North’s annotations:
“Doctored data” – All parties have been exonerated of any wrongdoing.
“We have been experiencing a cooling trend” – We have not seen a cooling.
“So-called science” – The science is solid.
“Hijacked by the political Left” – There is nothing political about the scientific findings.
“All one contrived phony mess that is falling apart under its own weight” – No evidence of that.
North concluded: “The science behind anthropogenic [human-caused] global warming continues to improve and there seem to be no contradictions to any assertions made in any of the reports issued by the IPCC [Intergovernmental Panel on Climate Change] or the National Academy of Sciences.”

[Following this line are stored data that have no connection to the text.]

PR #1996, opened 2020-11-25
Fix a cluster of bugs related to rebasing and constraints

msullivan:
* SET OWNED needs to proceed recursively (or else things like
   constraints and link properties will be lost when a parent is
   dropped)
 * When parents are dropped, we need to go through the object and
   find parent objects for refs and rebase those
 * We need to drop a view while rebasing
 * AlterConstraint's pgsql delta can't use the original_schema since
   the constraint might not have existed in the original schema

### DIFF
--- a/tests/test_edgeql_ddl.py
+++ b/tests/test_edgeql_ddl.py
@@ -1084,6 +1084,7 @@ class TestEdgeQLDDL(tb.DDLTestCase):
             CREATE TYPE Child EXTENDING Parent {
                 ALTER PROPERTY name {
                     SET OWNED;
+                    ALTER CONSTRAINT exclusive SET OWNED;
                 };
             };
         """)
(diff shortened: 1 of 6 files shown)


tests/test_edgeql_ddl.py
```diff
@@ -1043,6 +1043,182 @@ async def test_edgeql_ddl_28(self):
...
+            SET MODULE test;
+
+            CREATE TYPE Parent {
+                CREATE PROPERTY name -> str {
+                    CREATE CONSTRAINT exclusive;
+                };
+            };
+            CREATE TYPE Child EXTENDING Parent {
+                ALTER PROPERTY name {
+                    SET OWNED;
```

Andre Droxler, a professor of earth science at Rice University and director of its Center for the Study of Environment and Society, emailed this statement outlining basic scientific conclusions about climate change when he was asked for a response to Perry’s skeptical remarks:
Well-established observations and facts clearly point out that, by burning large quantity of carbon-based fossil fuels, humans have increased in the past century and are currently increasing non-condensing greenhouse atmospheric gases concentration, such as CO2 [carbon dioxide] and CH4 [methane] in the atmosphere, to high levels never reached in the past 800,000 years based upon Antarctic ice core records.
The average atmospheric CO2 concentration value currently at 392 parts ppm [parts per million] is higher than average pre-industrial values of about 280 ppm by about 40 percent. There is no doubt that the carbon trapped in the increased atmospheric CO2 concentration has its origin in burned carbon-based fossil fuels. Increased greenhouse atmospheric gas concentrations should be trapping heat in the lower atmosphere.
As expected, the past 30 years’ infrared radiation values, measured by satellites, have increased in the lower atmosphere whereas infrared radiations escaping towards space have dropped. In parallel and synchronously, global temperatures in the lower atmosphere have risen while in the upper atmosphere they have fallen.
In addition, as the greenhouse effect would predict, it is also observed in the past 20 years that warming at nights and in winters are outpacing warming during days and summers.
Meanwhile, moving on from climate science, Perry seemed to take a swipe at the field of biology as he campaigned on Thursday, telling an elementary-school-age child in New Hampshire that “evolution is a theory that’s out there” but has “got some gaps in it.”
In what was clearly a rejoinder to Perry, Republican presidential hopeful Jon Huntsman, a former Utah governor, issued this message on Twitter: “To be clear. I believe in evolution and trust scientists on global warming. Call me crazy.”
– Bill Dawson
[Disclosure: Gerald North was an editor of the new University of Texas Press book, The Impact of Global Warming on Texas, which was commissioned by the Houston Advanced Research Center, publisher of Texas Climate News. Bill Dawson, editor of TCN, wrote the book’s introduction. Dawson also formerly taught an undergraduate class offered by Rice’s Center for the Study of Environment and Society.]